The response looks like a standard template or 'fill in the blanks' type of response. Other than the name of the flight attendant, I can't find even the faintest sign that they even read your complaint.

Ilan


----------



## Ernest Nagel (Nov 5, 2009)

So sorry, Di. You might want to take a few minutes to express your appreciation for their non-service here? 

http://airconsumer.dot.gov/problems.htm or here

http://www.airlinequality.com/Forum/contl.htm

And for future reference I'd suggest everyone carry a recording device and begin using it IMMEDIATELY when customer service in any setting starts to go south on you. If your cell phone isn't video capable get a cheap digital voice recorder or use your MP3/iPod to record audio (older iPods need a mike accessory). In a pinch you can even record to your own voice mail. Most states are "1 party" concerning recordings, so only one party to a conversation has to be aware a recording is being made. You can tell them you're recording if you want to see how fast someone can find their manners. Surprises are more fun, imo. 

I don't imagine Contincompetental would be too keen on having a recording of a confrontation such as you were forced to endure plastered all over the web? In any case a good recording takes all the "he said/she said" off the table. Use the recorder to debrief yourself as well; say how you felt about the experience. I've used this trick to good advantage many times over the years. I don't like to complain or argue but when forced to I prefer to win.


----------



## KuroBara (Nov 6, 2009)

Tooz said:


> I would be wondering where my free flight voucher was.


 
Only one? Heck no! You expect me to buy two seats, I need TWO vouchers. After all, I'm _zaftig_.


----------



## toni (Nov 6, 2009)

I can't believe they are being so stubborn with you. I think this CS chick is trying to prove a point. The fact she would say, she only asked to see your boarding pass proves she does not have a full understanding of your complaint. It is not fair. I know people who have gotten all sorts of credits for making the smallest ruckus. I will avoid flying with them in the future.


----------



## SocialbFly (Nov 16, 2009)

Still no response, how sad, I am going up the ladder, i will keep ya posted.


----------



## James (Nov 16, 2009)

SocialbFly said:


> Still no response, how sad, I am going up the ladder, i will keep ya posted.

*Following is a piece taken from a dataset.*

PR #2847, opened 2018-01-03
Wrap aws_lambda_function.environment.variables type in &schema.Schema

jimmy-btn:
Wrap element type in &schema.Schema so that it conforms to the expected Terraform Schema structure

keep battling! You are due some serious grovelling from them... This has the potential to be a news story that they won't want. Thats very valuable.


----------



## SocialbFly (Nov 16, 2009)

Here is my letter from today. 


Dear Ms Moon and Mr. Hand,
I am forwarding all my letters to Continental Airlines as well as the responses I have received. I find it disheartening, that I haven't even received communication back from my last emails.

I know to you, this may seem like a trivial problem. I assure you, it isn't from my standpoint. 

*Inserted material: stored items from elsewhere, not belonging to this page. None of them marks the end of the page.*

PR #5860, opened 2018-09-13
Adding a note to help people avoid a common mistake

josephwilson:
I'm sure there have been plenty of people who struggled with this, I wasted a few hours on it myself. Might be helpful to put a note in to help save people the suffering. The problem is described here: https://github.com/hashicorp/terraform/issues/16285, but it would be easier to not have to find that in the first place.

Fixes #16285

Changes proposed in this pull request:

* Adding one simple note to the documentation.

PR #6177, opened 2018-10-16
updated iam policy docs w/here doc syntax

tracypholmes:
Fixes #5860


bflad:
The Terraform 0.12 documentation for heredoc has been released: https://www.terraform.io/docs/configuration/expressions.html#string-literals

If we'd like to change anything here, lets create a new pull request linking to that. 👍

PR #6185, opened 2018-10-17
Add the custom domain name feature in aws_cognito_user_pool_domain resource

### LINKED ISSUE #5026: Feature Request - support custom domain in aws_cognito_user_pool_domain
### Community Note

### Description

Custom domain support was launced by AWS in June 2018 but not supported by Terraform. There is a new arn param for a certificate and if there is a certificate provided then the domain param will be the full domain. Right now validateCognitoUserPoolDomain function won't accept that.

* aws_cognito_user_pool_domain

```hcl
resource "aws_cognito_user_pool_domain" "main" {
  domain          = "auth.example.com"
  certificate_arn = "${aws_acm_certificate_validation.cert.certificate_arn}"
  user_pool_id    = "${aws_cognito_user_pool.pool.id}"
}
```

### References

* https://aws.amazon.com/about-aws/whats-new/2018/06/amazon-cognito-now-supports-custom-domains-for-a-unified-login-experience/

adelamarre:
Fixes #5026

* Add the `certificate_arn` parameter to let use a custom domain 

You need to set environment variable for this test : 
 * **AWS_COGNITO_USER_POOL_DOMAIN_ROOT_DOMAIN**  
  This environment variable must be set to the fqdn of an ISSUED ACM certificate in us-east-1 to enable this test. The fqdn must have a A record in the zone.
 * **AWS_COGNITO_USER_POOL_DOMAIN_CERTIFICATE_ARN**
  This environment variable must be set to the ARN of an ISSUED ACM certificate in us-east-1 to enable this test.

```
$ make testacc TESTARGS='-run=TestAccAWSCognitoUserPoolDomain_custom'
TF_ACC=1 go test ./... -v -run=TestAccAWSCognitoUserPoolDomain_custom -timeout 120m
=== RUN   TestAccAWSCognitoUserPoolDomain_custom
--- PASS: TestAccAWSCognitoUserPoolDomain_custom (2013.27s)
PASS
ok  	github.com/terraform-providers/terraform-provider-aws/aws	2013.299s
```

### DIFF
--- a/aws/resource_aws_cognito_user_pool_domain.go
+++ b/aws/resource_aws_cognito_user_pool_domain.go
@@ -22,10 +22,15 @@ func resourceAwsCognitoUserPoolDomain() *schema.Resource {
 
 		Schema: map[string]*schema.Schema{
 			"domain": {
+				Type:     schema.TypeString,
+				Required: true,
+				ForceNew: true,
+			},
+			"certificate_arn": {
 				Type:         schema.TypeString,
-				Required:     true,
+				Optional:     true,
 				ForceNew:     true,
-				ValidateFunc: validateCognitoUserPoolDomain,
+				ValidateFunc: validateArn,
 			},
 			"user_pool_id": {
 				Type:     schema.TypeString,
@@ -57,10 +62,21 @@ func resourceAwsCognitoUserPoolDomainCreate(d *schema.ResourceData, meta interfa
 
 	domain := d.Get("domain").(string)
 
+	timeout := 1 * time.Minute //Default timeout for a basic domain
+
 	params := &cognitoidentityprovider.CreateUserPoolDomainInput{
 		Domain:     aws.String(domain),
 		UserPoolId: aws.String(d.Get("user_pool_id").(string)),
 	}
+
+	if v, ok := d.GetOk("certificate_arn"); ok {
+		customDomainConfig := &cognitoidentityprovider.CustomDomainConfigType{
+			CertificateArn: aws.String(v.(string)),
+		}
+		params.CustomDomainConfig = customDomainConfig
+		timeout = 60 * time.Minute //Custom domains take more time to become active
+	}
+
 	log.Printf("[DEBUG] Creating Cognito User Pool Domain: %s", params)
 
 	_, err := conn.CreateUserPoolDomain(params)
@@ -78,7 +94,8 @@ func resourceAwsCognitoUserPoolDomainCreate(d *schema.ResourceData, meta interfa
 		Target: []string{
 			cognitoidentityprovider.DomainStatusTypeActive,
 		},
-		Timeout: 1 * time.Minute,
+		MinTimeout: 1 * time.Minute,
+		Timeout:    timeout,
 		Refresh: func() (interface{}, string, error) {
 			domain, err := conn.DescribeUserPoolDomain(&cognitoidentityprovider.DescribeUserPoolDomainInput{
 				Domain: aws.String(d.Get("domain").(string)),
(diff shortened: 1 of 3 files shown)


aws/resource_aws_cognito_user_pool_domain.go
```diff
@@ -22,10 +22,15 @@ func resourceAwsCognitoUserPoolDomain() *schema.Resource {
 
 		Schema: map[string]*schema.Schema{
 			"domain": {
+				Type:     schema.TypeString,
+				Required: true,
+				ForceNew: true,
+			},
```
bflad: Can you please ensure `ValidateFunc: validateCognitoUserPoolDomain,` remains on the `domain` attribute? Thanks!

aws/resource_aws_cognito_user_pool_domain.go
```diff
@@ -119,6 +136,7 @@ func resourceAwsCognitoUserPoolDomainRead(d *schema.ResourceData, meta interface
 	desc := domain.DomainDescription
 
 	d.Set("domain", d.Id())
+	d.Set("certificate_arn", desc.CustomDomainConfig.CertificateArn)
```
bflad: To prevent potential panics, we should ensure `CustomDomainConfig` is not `nil` first, e.g.

```suggestion
	d.Set("certificate_arn", "")
	if desc.CustomDomainConfig != nil {
		d.Set("certificate_arn", desc.CustomDomainConfig.CertificateArn)
	}
```

aws/resource_aws_cognito_user_pool_domain.go
adelamarre: Hi @bflad , thanks for your comments :-)
The problem here is that we don't know what to do in the validator context because the rules are differents if we have a custom domain or not and the other property of the resource is not accessible to determine the regex to use... So i decided to remove the validator and let the api throwing the error instead of terraform... The solution should be to validate the domain name against the two rules but that makes no sens...

bflad: @adelamarre hmm, I was going off https://docs.aws.amazon.com/cognito-user-identity-pools/latest/APIReference/API_CreateUserPoolDomain.html still showing `Pattern: ^[a-z0-9](?:[a-z0-9\-]{0,61}[a-z0-9])?$` for domain. Is that not accurate anymore?

bflad: If the `validateCognitoUserPoolDomain` usage here is being removed, then the function and its testing should be removed as well since it doesn't look like its used anywhere else.

adelamarre: @bflad , No it's not accurate... as you can see the regex do not permit dots (.) in the name however there is always dots in a custom domain name...
Yes if the ```validateCognitoUserPoolDomain``` is not used anymore we could remove it and the affiliated test...

bflad: Please note, on merge I am removing the now unused `validateCognitoUserPoolDomain` function and added 63 character string length validation back to the `domain` attribute as I encountered this error from the SDK/API in my testing:

```
--- FAIL: TestAccAWSCognitoUserPoolDomain_custom (5.54s)
                * aws_cognito_user_pool_domain.main: 1 error occurred:
                * aws_cognito_user_pool_domain.main: Error creating Cognito User Pool Domain: InvalidParameterException: 1 validation error detected: Value 'tf-acc-test-domain-305748293312753547.--OMITTED--' at 'domain' failed to satisfy constraint: Member must have length less than or equal to 63
```

bflad:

I find it very sad that my issue is not deemed worthy to respond to. I know economic times are tough, but I also know, that in this time, customer service and care is so important. I am a critical care nurse. I have been for 30 years, so believe me, when I assure you that I understand dealing with people and customer service, well, just how trying it can be. I haven't been trying, I have been PERSISTANT. I am looking for someone to say they understood just how awful this incident was. The one woman, who understood, was also a plus sized person in the customer service spot in NJ. She said she understood that she too, would have been mortified. Finally, one person that understood. Why is she the only one? 

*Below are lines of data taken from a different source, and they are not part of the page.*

PR #6196, opened 2018-10-18
vendor: aws/aws-sdk-go@v1.15.57 and add aws/aws-sdk-go/service/resourcegroups@v1.15.57

bflad:
Reference: https://github.com/terraform-providers/terraform-provider-aws/issues/2972#issuecomment-430854855

Updates:
* `govendor fetch github.com/aws/aws-sdk-go/...@v1.15.57`
* `govendor fetch github.com/aws/aws-sdk-go/service/resourcegroups@v1.15.57`

Output from acceptance testing: Handled via daily acceptance testing

PR #6217, opened 2018-10-19
Add an `aws_resource_group` resource for managing AWS resource groups

joestump:
## What is the purpose of this PR?

Introduces an `aws_resource_group` resource.

## Example HCL

```hcl
resource "aws_resource_group" "test" {
  name        = "%s"
  description = "Hello World"

  resource_query {
    query = <<JSON
{
  "ResourceTypeFilters": [
    "AWS::EC2::Instance"
  ],
  "TagFilters": [
    {
      "Key": "Stage",
      "Values": ["Test"]
    }
  ]
}
JSON
  }
}
```

## Test outputs

```
make testacc TESTARGS='-run=TestAccAWSResourceGroup'
TF_ACC=1 go test ./... -v -parallel 20 -run=TestAccAWSResourceGroup -timeout 120m
=== RUN   TestAccAWSResourceGroup_importBasic
=== PAUSE TestAccAWSResourceGroup_importBasic
=== RUN   TestAccAWSResourceGroup_basic
=== PAUSE TestAccAWSResourceGroup_basic
=== CONT  TestAccAWSResourceGroup_importBasic
=== CONT  TestAccAWSResourceGroup_basic
--- PASS: TestAccAWSResourceGroup_basic (17.90s)
--- PASS: TestAccAWSResourceGroup_importBasic (19.07s)
PASS
ok  	github.com/terraform-providers/terraform-provider-aws/aws	20.443s
```

## TODO

- [x] Merge in #6196
- [x] Documentation


aws/resource_aws_resource_group.go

I don't think any of my responses or requests have been that out of whack. When I have made errors, I personally tell the people involved, and I tell them my response and actions so, the same thing doesn't happen again. I then make any attempt I can to compensate them, even if it is only a cup of coffee or an extra blanket. Customer care isn't pricy, but it is caring. When did Continental forget that?


----------



## squurp (Nov 16, 2009)

SocialbFly said:


> So, as many of you know, i flew to NJ for the NJ bash and flew on continental airlines...on the way, i always buy 2 tickets, if nothing else, to stop the BS that you get from trying to escape with one seat
> 
> BUT here is the kicker...they tried to give my extra seat away..i said, no that is my seat...of course, the plane was FULL and this was the last person on the plane...so, the person leaves...enter irate flight attend who asked to see my tickets in front of everyone...i said, i have both seats, i bought them both..she insisted on seeing both tickets, i said, in front of everyone you are going to embarass me and ask me to see my tickets, she said yes...so i got out my backpack and dug out the tickets, to which she held them up and examined them, of course in front of everyone...she then handed them back and walked away....
> 
> ...



I've been known to make customer service representatives cry. I'd gladly go after this like a rabid dog for ya, if you'd like. seriously.


----------



## bigbri (Nov 16, 2009)

May I again say, the actions of the gate people were unconscionable. My wife (by the time we traveled home) and I traveled last week from Cleveland to Las Vegas. I purchased two seats for myself, one for my wife and she traveled with her motorized scooter. At the time we made our reservations, we could not select three seats together. We arrived over one hour before the boarding time noted on the boarding pass. At both airports I approached the gate representative pointing out the three tickets purchased and requested if they could please find three adjacent seats. Both times I was assured that could be arranged and within 10 minutes we were provided new boarding passes reflecting three adjacent seats. I also pointed out that my wife was traveling with her mobility scooter and the gate reps immediately prepared a "special handling" tag. Before any public boarding announcement, the gate reps called us over to board first, with my wife riding her scooter to the door of the plane and then walking the aisle to our seats. Her scooter was then taken down from the jetway to be loaded in the baggage compartment. After landing, it was brought up to the door of the plane and she road it up the jetway to the terminal. The flight to Vegas was "full" while the return flight did have several empty seats. The only point where we had any questions asked was at the security check-in in Las Vegas. One of my boarding passes was in my full name and the second used only my initials and last name. The TSA rep was not going to let me thru because my photo ID has my full name and the boarding pass she was looking at had my initials, when I told her to look at my other pass that had my full name, she then allowed us to proceed with the comment "I don't know why you bought two tickets, because I've seen lots bigger people only traveling with one". Overall our experience with Continental was positive, but certainly in no way mitigates the actions of the Continental employees that SocialbFly dealt with.


----------



## SocialbFly (Nov 16, 2009)

Thank you both for your responses, i know the situation was prolly an unusual one, but in a big bad way...their response sucks and i hope i get a more positive one, eventually...:doh:


----------



## mossystate (Nov 16, 2009)

Social, I am glad you are keeping at this.


----------



## fatgirlflyin (Nov 17, 2009)

Making a customer service rep cry would do what? They aren't the ones that caused the issue so why abuse them? 
Diana I am so glad that you are continuing to go after a resolution here. I wish there was something that I could do to help!




squurp said:


> I've been known to make customer service representatives cry. I'd gladly go after this like a rabid dog for ya, if you'd like. seriously.


----------



## James (Nov 17, 2009)

fatgirlflyin said:


> Making a customer service rep cry would do what? They aren't the ones that caused the issue so why abuse them?
> Diana I am so glad that you are continuing to go after a resolution here. I wish there was something that I could do to help!



Indeed.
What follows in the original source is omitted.